Shetterly began researching and writing Hidden Figures in 2010. In 2014, she sold the film rights to the book to William Morrow, an imprint of HarperCollins, and it was optioned by Donna Gigliotti of Levantine Films. The book and feature film adaptation were both released in 2016. The film stars Taraji P. Henson, Octavia Spencer, Janelle Monáe, and Kevin Costner. It was nominated for several awards, including three Oscar nominations (Best Picture, Best Adapted Screenplay and Best Supporting Actress for Octavia Spencer).

In 2013, Shetterly founded The Human Computer Project, an organization whose mission is to archive the work of all of the women who worked as computers and mathematicians in the early days of the National Advisory Committee for Aeronautics (NACA) and the National Aeronautics and Space Administration (NASA).

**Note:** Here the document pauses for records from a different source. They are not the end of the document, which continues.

PR #1203, opened 2026-08-20
fix: run job execution within its transaction's observability context

kibertoad:
## Changes

Follow-up to lokalise/fastify-extras#456, which fixed background transactions being swallowed by an unrelated trace. This fixes the other half of the problem: the transaction started for a job was never made the *active* one, so nothing the job did was traced as part of it.

`TransactionObservabilityManager.start`/`stop` are two separate calls, which cannot express a scope — so `start()` could only create the transaction, never activate it. Consequences:

- every span produced while the job ran (database queries, outgoing HTTP calls, nested spans) became a **detached root** instead of a child of the job transaction, leaving each job as a single childless span with no usable trace;
- `addCustomAttribute` / `setUserID` / `setControllerName`, which read the active span, were silently no-ops during job execution.

Job execution is now wrapped in the manager's `runInSpanContext(uniqueTransactionKey, fn)` when it implements one — the OpenTelemetry manager in `@lokalise/fastify-extras` does. `runInSpanContext` is an *optional* member of the `TransactionObservabilityManager` contract, so managers without it just run the job as before and a job never fails because of its observability tooling. Applies to both processors and to periodic jobs.

This requires `@lokalise/node-core` >= 14.9.1, which declares the optional method and ships the `runInTransactionContext` helper that applies it (preferring it over an inline `manager.runInSpanContext?.(key, fn) ?? fn()`, which would run the job twice whenever it legitimately resolves to `undefined` or `null`). The dependency is bumped here and the helper this PR originally hand-rolled in `src/observability/transactionContext.ts` is dropped in favour of the published one.

Second fix: the outcome is now passed to `stop()`. Previously every transaction was recorded as successful, including failed ones, so trace error rates for background work were always zero. BullMQ control-flow errors (`DelayedError`, `WaitingChildrenError`, `RateLimitError`) are cooperative deferrals rather than failures, so those still count as successful — matching how `jobAttemptError` already treats them. The thrown value reaches `jobEnd` wrapped in a `JobFailure`, so its *presence* marks the failure and its contents only classify it: a job that throws a falsy value (`throw undefined`, `Promise.reject()`) is still recorded as failed.

The existing `isSuccess` field on the "Finished job" log line is left alone (it reports `job.progress === 100`), to avoid changing a log shape consumers may parse.

#### Verification

`tsc` and `biome check` clean against node-core 14.9.1. The monitor, barrier, error and stalled specs pass locally after the review fixes. Test suite (last full local run, before the 14.9.1 bump): 244 passed, 1 skipped, plus one failure in `ignores missing job error during automatic purging` — that test is flaky on `main` independently of this change (it races `dispose()` closing the Redis connection against the purge, and fails with `Connection is closed.`). I confirmed it fails identically with `main`'s version of the package checked out. CI validates the suite on this revision.

## Checklist

## AI Assistance Tracking


packages/app/background-jobs-common/src/background-job-processor/processors/AbstractBackgroundJobProcessorNew.ts
```diff
@@ -257,34 +257,39 @@ export abstract class AbstractBackgroundJobProcessorNew<
...
+        await job.updateProgress(100)
+        return result
+      })
     } catch (error) {
+      jobError = error
       this.monitor.jobAttemptError(job, error, requestContext)
       throw error
     } finally {
-      this.monitor.jobEnd(job, requestContext)
+      this.monitor.jobEnd(job, requestContext, jobError)
```
CarlosGamero: I am actually wondering if we could wrap the whole `processInternal` with the r`unInJobContext`, it might make this logic a bit simpler. Not sure just thinking out load

CarlosGamero: process internal can potentially return `Either`

packages/app/background-jobs-common/src/background-job-processor/monitoring/BackgroundJobProcessorMonitor.ts
```diff
@@ -112,15 +113,29 @@ export class BackgroundJobProcessorMonitor<
...
       },
       `Finished job ${job.name}`,
     )
-    this.transactionObservabilityManager.stop(resolveJobId(job))
+    /**
+     * BullMQ control-flow errors are cooperative deferrals (delayed, waiting for children,
+     * rate limited) rather than failures, so the transaction did not actually fail.
+     */
+    const wasSuccessful = !error || isBullmqControlFlowError(error)
+    this.transactionObservabilityManager.stop(resolveJobId(job), wasSuccessful)
```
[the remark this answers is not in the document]
kibertoad: Valid, fixed in c00f5392 — with a wrapper instead of a `didThrow` flag, so the two can't disagree:

```ts
export type JobFailure = { error: unknown }

public jobEnd(job: JobType, requestContext: RequestContext, failure?: JobFailure): void {
  const wasSuccessful = !failure || isBullmqControlFlowError(failure.error)
```

The presence of the wrapper marks the failure, its contents only classify it, so `throw undefined`, `Promise.reject()` and `Promise.reject(0)` are recorded as failures while control-flow deferrals still count as successful. Both processors now build it in the `catch` block (`jobFailure = { error }`) and pass it from `finally`, which keeps `stop()` on a single code path. Covered by a parametrized test over `undefined`, `null`, `0` and `''`.

packages/app/background-jobs-common/src/background-job-processor/processors/AbstractBackgroundJobProcessorNew.ts
kibertoad: Good call — done in c00f5392, as far as the span allows. `runInJobContext` can only activate a transaction that already exists, so `jobStart` has to stay outside; everything after it is now inside a single wrap:

```ts
private async processInternal(job: JobType): Promise<JobReturn> {
  const requestContext = this.monitor.getRequestContext(job)
  this.monitor.jobStart(job, requestContext)

  // everything below is traced as part of the transaction started above
  return await this.monitor.runInJobContext(job, async () => {
    let jobFailure: JobFailure | undefined
    try { ... } catch (error) { ... } finally { this.monitor.jobEnd(job, requestContext, jobFailure) }
  })
}
```

Two things fall out of it: one nesting level instead of a wrap inside a `try`, and `jobAttemptError`/`jobEnd` now log from inside the span context too, so those lines are trace-correlated like the rest of the job. `jobStart` leaving the `try` also means a manager that throws on `start()` no longer leads to a `stop()` for a transaction that was never started.

On `Either`: right, `JobReturn` is unconstrained, so a job can report failure in its return value. `runInJobContext<T>` is generic and passes the value straight through, so that keeps working. I deliberately did not inspect it for the transaction outcome — a returned failure `Either` is a *completed* job as far as BullMQ is concerned (no retry, `onSuccess` hook, job data purged), and having the transaction disagree with the job state seemed worse than the missing signal. Jobs that want the failure traced can throw, or add their own attribute via `addCustomAttributes` — now that the context propagates, that actually reaches the job span.

CarlosGamero (approved):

In 2018, Shetterly published a children's picture book, Hidden Figures: The True Story of Four Black Women and the Space Race. The book was illustrated by Laura Freeman.

== Personal life ==
Margot Lee married Aran Shetterly, a writer and historian.

== Works ==
- Hidden Figures: The Story of the African-American Women Who Helped Win the Space Race. William Morrow/HarperCollins, 2016. ISBN 9780062363596.
- NASA-Langley Women's History Month 2014 Keynote: "Hidden Figures: The Female Mathematicians of NACA and NASA"
- Hidden Figures: The True Story of Four Black Women and the Space Race, HarperCollins, 2018. ISBN 978-0062742469. Children's picture book.

==Honors==
- Shetterly received a 2014 Book Grant from the Alfred P. Sloan Foundation for her book Hidden Figures. This first nonfiction work went on to win the Anisfield-Wolf Book Award.
- Shetterly has received two grants from the Virginia Foundation for the Humanities for her work on The Human Computer Project.
- She also won the 2017 NAACP Image Award for Outstanding Literary Work, Nonfiction.
- On May 12, 2018, Shetterly was awarded an honorary Doctor of Humane Letters degree from Worcester Polytechnic Institute at its 150th Commencement exercises.